→ **ABOUT THIS EXERCISE**
Report back every line of the entries that contains "part", exactly as written.

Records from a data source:
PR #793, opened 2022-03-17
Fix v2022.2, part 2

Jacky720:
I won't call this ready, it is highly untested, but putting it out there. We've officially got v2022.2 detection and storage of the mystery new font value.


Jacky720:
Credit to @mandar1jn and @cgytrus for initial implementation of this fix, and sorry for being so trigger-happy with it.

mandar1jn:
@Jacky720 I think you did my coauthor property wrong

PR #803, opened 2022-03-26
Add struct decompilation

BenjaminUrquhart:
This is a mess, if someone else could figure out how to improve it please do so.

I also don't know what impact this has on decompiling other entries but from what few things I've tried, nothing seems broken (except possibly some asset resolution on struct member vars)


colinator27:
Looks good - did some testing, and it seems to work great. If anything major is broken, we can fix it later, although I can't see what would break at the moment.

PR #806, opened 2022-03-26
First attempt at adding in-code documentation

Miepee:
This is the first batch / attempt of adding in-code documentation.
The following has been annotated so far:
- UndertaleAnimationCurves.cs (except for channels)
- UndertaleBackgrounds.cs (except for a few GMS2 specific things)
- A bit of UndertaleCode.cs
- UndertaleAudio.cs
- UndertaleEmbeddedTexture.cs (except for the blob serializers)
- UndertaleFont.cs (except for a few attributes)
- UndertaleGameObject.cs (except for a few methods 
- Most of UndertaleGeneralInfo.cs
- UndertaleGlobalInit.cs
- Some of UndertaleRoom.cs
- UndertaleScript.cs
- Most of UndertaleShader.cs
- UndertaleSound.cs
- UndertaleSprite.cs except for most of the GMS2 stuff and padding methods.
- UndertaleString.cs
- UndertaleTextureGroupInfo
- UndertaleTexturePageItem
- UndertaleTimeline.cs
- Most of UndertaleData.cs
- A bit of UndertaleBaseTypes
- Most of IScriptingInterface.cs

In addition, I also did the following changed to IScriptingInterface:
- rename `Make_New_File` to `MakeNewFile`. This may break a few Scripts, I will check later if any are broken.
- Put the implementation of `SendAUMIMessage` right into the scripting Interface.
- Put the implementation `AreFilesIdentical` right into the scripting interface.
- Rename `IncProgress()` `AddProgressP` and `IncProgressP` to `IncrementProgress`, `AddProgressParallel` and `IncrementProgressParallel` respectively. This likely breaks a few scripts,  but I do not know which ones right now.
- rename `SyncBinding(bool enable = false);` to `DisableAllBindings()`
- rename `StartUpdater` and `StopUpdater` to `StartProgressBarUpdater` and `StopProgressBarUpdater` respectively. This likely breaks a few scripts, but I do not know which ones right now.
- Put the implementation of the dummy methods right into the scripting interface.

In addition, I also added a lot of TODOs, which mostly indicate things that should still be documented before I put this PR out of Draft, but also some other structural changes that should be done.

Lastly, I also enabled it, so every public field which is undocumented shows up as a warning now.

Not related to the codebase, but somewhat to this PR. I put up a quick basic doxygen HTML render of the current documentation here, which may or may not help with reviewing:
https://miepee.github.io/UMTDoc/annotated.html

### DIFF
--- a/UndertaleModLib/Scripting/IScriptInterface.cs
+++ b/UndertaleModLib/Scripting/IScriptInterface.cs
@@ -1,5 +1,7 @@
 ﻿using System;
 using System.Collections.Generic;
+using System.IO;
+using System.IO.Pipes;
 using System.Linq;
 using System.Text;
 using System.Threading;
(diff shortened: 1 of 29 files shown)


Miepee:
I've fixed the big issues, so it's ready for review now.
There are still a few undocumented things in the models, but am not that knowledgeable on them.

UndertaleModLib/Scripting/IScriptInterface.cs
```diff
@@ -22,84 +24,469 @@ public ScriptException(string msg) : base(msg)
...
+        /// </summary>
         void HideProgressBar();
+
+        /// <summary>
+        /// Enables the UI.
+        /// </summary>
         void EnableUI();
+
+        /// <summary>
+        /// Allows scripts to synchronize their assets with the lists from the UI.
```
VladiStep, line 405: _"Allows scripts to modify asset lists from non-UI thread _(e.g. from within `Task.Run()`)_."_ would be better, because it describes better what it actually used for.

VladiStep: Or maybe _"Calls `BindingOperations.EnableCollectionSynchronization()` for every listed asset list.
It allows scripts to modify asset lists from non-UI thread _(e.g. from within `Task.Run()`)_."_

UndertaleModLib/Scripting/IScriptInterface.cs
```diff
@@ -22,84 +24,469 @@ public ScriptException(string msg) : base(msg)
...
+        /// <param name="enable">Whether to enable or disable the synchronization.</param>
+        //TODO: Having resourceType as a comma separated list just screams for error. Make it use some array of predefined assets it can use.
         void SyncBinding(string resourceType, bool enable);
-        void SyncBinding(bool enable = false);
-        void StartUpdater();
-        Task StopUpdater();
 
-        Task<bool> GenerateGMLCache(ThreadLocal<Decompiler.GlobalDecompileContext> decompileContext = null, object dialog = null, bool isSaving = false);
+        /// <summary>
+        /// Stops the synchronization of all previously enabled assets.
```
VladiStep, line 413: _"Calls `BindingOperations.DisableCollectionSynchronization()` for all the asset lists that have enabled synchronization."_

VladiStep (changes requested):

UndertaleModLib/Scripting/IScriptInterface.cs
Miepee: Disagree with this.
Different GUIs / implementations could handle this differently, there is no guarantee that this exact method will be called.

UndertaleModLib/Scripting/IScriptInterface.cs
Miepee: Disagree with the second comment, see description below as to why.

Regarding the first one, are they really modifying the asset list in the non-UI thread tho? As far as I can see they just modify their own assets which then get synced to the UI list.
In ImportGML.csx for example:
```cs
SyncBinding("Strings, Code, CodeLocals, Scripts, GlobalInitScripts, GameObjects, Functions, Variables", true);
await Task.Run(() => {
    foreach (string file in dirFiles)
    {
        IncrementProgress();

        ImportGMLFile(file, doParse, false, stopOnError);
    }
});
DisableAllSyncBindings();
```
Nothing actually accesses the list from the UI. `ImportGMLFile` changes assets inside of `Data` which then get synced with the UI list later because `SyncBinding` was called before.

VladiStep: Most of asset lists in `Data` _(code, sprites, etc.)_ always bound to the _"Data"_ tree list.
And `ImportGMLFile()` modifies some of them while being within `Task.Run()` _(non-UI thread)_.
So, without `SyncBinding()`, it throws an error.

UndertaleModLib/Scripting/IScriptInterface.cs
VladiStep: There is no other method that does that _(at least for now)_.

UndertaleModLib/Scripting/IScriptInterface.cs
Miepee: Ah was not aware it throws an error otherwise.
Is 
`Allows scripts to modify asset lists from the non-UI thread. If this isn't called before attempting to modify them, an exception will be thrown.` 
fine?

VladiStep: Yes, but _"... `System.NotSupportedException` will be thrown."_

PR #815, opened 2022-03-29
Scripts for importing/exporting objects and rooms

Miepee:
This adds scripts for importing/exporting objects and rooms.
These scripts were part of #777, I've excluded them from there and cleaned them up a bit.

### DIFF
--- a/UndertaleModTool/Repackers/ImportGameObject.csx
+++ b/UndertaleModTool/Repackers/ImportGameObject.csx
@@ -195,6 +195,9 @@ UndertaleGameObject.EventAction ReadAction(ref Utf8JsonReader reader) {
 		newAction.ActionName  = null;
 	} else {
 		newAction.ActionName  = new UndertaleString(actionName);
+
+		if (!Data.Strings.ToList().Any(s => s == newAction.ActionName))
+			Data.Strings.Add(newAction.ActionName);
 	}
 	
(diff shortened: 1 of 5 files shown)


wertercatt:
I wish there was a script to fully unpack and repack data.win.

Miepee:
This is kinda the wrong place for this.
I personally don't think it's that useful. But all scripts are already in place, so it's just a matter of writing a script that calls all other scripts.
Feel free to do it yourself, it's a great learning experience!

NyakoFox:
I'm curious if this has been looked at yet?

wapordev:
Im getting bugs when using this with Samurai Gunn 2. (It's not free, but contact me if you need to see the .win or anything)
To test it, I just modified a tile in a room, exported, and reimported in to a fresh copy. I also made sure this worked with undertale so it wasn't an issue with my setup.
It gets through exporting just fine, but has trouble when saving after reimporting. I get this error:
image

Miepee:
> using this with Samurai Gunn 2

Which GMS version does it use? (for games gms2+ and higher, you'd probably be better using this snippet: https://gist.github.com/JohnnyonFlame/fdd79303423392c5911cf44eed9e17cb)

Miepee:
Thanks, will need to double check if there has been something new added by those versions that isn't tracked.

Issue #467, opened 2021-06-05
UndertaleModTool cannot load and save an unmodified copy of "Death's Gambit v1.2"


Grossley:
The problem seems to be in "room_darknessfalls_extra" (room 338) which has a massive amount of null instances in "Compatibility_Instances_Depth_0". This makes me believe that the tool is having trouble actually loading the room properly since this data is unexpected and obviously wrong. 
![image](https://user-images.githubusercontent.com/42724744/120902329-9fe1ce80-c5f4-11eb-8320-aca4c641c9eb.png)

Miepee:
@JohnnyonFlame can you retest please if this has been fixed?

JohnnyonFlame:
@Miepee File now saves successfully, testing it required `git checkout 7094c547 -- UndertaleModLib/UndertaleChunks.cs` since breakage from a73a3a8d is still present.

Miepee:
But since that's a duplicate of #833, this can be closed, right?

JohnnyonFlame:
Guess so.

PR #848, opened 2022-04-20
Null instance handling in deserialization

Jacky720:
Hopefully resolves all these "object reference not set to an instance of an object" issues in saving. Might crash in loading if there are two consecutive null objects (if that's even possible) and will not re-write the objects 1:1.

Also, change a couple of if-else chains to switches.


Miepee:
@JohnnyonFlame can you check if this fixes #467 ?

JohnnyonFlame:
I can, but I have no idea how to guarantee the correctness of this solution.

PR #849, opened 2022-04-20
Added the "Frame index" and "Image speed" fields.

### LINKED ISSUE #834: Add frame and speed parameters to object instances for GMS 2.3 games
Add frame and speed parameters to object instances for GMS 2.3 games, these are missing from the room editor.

→ **WRITTEN ANSWER**
Fix v2022.2, part 2
These scripts were part of #777, I've excluded them from there and cleaned them up a bit.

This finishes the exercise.